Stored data
^^^^^^^^^^^^^^^^
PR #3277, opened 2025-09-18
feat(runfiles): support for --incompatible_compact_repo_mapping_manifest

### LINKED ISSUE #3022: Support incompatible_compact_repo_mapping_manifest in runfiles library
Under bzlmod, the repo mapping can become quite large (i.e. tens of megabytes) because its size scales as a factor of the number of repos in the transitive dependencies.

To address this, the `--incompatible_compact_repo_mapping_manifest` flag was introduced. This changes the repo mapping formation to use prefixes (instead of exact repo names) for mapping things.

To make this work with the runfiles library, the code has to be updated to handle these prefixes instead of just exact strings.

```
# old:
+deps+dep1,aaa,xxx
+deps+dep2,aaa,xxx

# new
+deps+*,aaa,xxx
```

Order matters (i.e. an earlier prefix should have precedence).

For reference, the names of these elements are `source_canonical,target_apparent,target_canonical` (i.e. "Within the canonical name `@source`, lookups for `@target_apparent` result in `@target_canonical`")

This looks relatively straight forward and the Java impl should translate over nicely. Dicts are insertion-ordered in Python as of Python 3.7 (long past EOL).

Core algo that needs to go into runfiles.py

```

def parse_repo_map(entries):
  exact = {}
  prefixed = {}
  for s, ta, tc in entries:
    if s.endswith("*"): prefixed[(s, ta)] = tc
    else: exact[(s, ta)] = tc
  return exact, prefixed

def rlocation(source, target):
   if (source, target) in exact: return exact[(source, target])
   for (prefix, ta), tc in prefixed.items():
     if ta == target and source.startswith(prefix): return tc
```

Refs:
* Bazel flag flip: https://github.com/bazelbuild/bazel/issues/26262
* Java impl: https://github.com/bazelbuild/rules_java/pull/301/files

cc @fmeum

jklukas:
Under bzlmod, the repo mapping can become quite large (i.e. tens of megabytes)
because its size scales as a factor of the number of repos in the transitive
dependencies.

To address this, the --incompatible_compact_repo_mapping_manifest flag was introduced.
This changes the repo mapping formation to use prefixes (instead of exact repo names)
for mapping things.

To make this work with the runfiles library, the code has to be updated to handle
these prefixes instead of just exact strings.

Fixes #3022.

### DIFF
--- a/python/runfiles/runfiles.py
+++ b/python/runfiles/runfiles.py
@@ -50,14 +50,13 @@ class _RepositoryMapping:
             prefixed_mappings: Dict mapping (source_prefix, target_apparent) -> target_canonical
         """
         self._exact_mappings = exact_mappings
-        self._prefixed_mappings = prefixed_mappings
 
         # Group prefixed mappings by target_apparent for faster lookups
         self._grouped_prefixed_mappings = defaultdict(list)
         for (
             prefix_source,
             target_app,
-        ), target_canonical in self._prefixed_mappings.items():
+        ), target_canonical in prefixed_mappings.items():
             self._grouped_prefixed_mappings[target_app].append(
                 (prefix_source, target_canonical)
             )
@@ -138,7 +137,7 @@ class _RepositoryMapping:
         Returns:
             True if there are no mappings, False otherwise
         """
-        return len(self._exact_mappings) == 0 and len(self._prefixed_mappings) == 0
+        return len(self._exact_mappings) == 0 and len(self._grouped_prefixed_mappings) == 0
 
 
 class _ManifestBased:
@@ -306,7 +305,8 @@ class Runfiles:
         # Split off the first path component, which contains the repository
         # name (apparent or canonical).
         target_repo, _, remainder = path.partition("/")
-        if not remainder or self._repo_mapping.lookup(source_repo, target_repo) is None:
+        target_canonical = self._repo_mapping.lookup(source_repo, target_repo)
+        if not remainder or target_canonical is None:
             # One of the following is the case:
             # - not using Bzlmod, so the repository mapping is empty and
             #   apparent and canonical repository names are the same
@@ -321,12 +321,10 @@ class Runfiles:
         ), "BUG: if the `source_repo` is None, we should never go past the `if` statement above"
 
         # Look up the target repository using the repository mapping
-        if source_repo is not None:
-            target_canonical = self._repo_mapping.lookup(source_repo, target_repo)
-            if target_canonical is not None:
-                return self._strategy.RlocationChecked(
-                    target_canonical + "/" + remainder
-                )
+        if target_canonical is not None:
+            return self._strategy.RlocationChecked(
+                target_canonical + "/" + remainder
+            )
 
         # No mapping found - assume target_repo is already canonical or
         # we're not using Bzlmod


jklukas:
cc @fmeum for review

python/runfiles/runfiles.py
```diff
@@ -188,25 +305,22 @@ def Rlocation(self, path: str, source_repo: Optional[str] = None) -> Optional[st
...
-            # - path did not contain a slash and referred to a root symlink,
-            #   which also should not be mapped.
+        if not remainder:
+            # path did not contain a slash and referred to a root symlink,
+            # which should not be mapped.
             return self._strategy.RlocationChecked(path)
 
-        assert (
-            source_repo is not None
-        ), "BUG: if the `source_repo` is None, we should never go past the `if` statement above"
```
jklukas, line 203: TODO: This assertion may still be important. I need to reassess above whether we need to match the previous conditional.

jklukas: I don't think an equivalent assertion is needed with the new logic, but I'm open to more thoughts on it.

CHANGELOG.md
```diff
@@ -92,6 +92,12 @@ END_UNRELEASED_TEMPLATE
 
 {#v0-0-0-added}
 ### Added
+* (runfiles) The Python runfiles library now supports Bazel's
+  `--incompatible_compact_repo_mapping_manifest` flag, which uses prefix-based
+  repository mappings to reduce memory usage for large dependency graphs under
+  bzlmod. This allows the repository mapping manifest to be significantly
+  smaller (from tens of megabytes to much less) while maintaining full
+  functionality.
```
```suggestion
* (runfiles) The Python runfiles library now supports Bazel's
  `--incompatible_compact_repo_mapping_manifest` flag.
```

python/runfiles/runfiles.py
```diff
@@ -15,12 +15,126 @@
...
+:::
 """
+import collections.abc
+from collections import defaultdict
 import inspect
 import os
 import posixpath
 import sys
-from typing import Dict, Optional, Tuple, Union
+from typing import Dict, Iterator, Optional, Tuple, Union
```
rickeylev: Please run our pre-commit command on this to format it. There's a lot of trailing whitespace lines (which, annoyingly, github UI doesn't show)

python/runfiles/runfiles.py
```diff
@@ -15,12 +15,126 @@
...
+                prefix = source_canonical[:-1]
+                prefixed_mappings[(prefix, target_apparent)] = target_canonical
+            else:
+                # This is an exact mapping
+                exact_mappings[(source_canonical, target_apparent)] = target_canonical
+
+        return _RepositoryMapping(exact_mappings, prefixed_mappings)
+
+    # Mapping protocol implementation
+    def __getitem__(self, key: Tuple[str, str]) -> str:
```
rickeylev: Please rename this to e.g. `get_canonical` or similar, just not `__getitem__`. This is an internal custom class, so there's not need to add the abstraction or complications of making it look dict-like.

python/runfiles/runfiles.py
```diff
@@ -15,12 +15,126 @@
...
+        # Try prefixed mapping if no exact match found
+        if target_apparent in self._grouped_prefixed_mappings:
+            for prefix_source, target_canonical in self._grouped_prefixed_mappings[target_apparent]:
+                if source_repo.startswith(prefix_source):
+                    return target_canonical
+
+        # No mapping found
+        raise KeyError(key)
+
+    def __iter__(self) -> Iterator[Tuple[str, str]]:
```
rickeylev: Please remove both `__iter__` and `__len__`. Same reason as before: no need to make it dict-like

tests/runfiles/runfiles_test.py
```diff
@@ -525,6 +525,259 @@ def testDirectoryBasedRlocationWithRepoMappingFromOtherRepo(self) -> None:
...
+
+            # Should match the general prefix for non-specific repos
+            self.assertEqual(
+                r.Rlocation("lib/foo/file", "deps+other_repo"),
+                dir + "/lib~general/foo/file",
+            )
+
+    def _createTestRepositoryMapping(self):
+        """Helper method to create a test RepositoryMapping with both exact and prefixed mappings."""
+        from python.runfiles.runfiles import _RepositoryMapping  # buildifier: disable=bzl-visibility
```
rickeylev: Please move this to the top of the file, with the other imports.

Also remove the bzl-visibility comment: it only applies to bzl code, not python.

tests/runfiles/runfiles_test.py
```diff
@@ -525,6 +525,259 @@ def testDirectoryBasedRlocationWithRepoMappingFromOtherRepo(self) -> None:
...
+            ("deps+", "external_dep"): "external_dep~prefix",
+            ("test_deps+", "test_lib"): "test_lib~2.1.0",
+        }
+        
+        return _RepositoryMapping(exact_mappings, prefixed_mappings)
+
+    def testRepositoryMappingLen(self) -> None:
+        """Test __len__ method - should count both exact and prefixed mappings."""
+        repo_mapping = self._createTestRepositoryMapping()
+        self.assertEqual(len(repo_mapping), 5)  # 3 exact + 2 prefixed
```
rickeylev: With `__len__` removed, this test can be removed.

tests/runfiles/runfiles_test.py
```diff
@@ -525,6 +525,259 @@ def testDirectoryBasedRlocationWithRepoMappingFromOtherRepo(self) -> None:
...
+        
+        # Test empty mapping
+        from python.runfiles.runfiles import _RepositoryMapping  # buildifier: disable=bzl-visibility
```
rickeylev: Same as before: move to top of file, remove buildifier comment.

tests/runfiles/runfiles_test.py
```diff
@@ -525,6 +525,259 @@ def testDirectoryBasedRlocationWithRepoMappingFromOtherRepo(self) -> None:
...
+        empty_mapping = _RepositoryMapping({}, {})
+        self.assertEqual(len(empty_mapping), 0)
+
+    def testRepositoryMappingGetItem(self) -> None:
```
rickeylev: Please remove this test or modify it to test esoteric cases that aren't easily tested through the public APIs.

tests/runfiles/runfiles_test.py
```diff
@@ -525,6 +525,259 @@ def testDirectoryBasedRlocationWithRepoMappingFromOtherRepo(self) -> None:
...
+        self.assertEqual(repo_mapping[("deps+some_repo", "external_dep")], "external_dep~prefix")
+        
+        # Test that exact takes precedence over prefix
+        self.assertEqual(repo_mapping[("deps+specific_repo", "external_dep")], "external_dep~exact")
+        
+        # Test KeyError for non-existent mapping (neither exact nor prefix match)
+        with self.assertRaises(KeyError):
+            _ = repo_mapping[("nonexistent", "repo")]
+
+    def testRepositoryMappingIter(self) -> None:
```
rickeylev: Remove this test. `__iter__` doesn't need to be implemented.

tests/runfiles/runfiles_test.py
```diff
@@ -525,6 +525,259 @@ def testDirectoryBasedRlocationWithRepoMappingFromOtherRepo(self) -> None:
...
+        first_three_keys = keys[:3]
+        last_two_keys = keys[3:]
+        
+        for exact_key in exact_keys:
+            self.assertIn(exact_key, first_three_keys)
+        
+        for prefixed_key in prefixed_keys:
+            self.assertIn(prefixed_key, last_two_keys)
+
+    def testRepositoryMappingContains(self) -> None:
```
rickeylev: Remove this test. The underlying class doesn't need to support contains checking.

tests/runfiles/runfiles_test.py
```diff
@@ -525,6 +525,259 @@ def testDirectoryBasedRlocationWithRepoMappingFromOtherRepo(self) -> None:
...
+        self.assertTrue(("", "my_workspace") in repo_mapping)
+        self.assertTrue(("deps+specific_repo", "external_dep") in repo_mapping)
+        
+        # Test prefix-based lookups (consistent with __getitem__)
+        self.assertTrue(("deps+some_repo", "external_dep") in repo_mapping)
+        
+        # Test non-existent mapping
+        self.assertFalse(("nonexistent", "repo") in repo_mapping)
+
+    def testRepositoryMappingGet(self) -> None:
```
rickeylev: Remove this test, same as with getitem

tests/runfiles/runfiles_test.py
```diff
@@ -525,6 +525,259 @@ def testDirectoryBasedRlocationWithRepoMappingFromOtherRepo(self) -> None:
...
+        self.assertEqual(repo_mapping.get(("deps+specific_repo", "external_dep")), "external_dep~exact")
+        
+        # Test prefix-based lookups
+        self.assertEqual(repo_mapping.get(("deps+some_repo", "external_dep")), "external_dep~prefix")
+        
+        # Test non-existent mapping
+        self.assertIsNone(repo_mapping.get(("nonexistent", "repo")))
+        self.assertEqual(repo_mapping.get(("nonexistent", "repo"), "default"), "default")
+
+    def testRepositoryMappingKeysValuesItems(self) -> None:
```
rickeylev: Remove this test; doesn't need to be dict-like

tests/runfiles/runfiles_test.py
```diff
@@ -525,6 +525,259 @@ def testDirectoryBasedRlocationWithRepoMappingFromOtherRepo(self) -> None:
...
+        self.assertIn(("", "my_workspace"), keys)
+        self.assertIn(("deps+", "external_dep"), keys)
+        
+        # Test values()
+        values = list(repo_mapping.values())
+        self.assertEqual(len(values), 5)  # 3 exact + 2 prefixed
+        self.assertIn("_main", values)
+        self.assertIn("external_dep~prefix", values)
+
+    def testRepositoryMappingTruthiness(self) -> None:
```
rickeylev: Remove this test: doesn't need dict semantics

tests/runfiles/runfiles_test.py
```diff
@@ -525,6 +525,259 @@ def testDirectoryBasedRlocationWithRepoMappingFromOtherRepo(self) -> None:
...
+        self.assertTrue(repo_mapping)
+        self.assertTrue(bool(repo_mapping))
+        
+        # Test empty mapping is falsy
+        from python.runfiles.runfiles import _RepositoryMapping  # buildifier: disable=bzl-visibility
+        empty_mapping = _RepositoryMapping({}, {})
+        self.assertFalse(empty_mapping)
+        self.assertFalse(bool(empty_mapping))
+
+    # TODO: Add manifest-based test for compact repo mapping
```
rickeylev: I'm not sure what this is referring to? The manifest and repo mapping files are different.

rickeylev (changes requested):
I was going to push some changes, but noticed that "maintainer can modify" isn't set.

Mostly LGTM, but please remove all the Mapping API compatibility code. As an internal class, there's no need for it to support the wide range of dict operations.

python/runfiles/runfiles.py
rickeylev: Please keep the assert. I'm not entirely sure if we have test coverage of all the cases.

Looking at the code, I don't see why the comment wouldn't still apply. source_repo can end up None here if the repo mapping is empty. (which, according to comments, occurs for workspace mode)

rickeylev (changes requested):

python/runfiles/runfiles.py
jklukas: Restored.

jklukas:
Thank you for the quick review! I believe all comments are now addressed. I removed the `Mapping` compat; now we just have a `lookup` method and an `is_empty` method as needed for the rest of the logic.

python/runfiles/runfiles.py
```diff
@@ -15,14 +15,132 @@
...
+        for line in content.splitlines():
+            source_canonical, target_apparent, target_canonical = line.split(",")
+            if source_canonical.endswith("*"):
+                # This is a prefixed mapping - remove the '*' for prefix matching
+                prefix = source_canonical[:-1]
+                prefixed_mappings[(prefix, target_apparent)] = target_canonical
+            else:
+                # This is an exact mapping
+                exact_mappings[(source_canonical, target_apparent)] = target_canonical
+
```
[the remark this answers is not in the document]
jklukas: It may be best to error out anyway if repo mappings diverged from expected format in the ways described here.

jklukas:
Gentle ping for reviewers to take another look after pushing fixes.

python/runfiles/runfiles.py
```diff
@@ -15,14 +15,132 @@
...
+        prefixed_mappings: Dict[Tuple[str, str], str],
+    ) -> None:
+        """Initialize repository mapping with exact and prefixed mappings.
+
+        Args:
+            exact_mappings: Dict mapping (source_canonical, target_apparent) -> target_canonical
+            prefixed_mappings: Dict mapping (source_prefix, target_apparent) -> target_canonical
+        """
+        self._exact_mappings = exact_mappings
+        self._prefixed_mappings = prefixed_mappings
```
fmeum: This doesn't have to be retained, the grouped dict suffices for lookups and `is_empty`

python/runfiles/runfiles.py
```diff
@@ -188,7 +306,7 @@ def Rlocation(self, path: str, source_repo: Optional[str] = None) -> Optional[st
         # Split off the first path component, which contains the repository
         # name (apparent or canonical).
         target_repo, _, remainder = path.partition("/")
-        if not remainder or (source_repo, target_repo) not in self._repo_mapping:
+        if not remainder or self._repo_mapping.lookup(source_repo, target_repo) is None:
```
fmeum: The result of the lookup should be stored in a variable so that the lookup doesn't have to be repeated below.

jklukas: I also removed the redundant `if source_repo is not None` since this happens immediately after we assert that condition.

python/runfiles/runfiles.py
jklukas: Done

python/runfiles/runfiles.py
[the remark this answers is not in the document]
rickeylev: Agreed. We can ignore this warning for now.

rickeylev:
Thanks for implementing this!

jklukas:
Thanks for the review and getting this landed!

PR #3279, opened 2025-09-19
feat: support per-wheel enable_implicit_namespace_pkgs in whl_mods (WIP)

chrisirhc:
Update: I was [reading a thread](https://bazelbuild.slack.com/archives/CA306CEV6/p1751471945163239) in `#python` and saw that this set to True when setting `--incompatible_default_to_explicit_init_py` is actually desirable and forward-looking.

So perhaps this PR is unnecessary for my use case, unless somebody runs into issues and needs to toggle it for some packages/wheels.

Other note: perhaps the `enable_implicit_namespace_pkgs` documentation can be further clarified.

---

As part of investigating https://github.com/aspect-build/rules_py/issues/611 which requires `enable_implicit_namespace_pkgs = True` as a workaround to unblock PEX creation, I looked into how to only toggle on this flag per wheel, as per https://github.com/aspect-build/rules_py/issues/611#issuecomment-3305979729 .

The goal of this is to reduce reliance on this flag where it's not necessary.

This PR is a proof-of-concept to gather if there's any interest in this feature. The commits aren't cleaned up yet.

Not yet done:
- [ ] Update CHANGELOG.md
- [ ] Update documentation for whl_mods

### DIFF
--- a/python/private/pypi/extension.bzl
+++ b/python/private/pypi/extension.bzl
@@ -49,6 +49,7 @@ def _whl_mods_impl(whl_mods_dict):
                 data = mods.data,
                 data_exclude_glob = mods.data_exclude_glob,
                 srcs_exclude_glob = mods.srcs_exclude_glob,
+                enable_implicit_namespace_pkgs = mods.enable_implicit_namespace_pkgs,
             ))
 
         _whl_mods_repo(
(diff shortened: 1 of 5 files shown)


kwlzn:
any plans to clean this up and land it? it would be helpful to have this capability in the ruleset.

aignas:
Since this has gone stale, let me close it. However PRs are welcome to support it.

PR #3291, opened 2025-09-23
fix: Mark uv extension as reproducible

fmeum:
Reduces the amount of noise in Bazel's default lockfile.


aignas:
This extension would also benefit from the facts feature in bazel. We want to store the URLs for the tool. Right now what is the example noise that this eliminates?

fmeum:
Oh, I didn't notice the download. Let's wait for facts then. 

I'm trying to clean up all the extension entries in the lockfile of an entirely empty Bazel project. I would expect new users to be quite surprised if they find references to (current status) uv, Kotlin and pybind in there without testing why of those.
^^^^^^^^^^^^^^^^
Read through the records above and copy the lines that contain "scales".

Exercise output:
Under bzlmod, the repo mapping can become quite large (i.e. tens of megabytes) because its size scales as a factor of the number of repos in the transitive dependencies.
because its size scales as a factor of the number of repos in the transitive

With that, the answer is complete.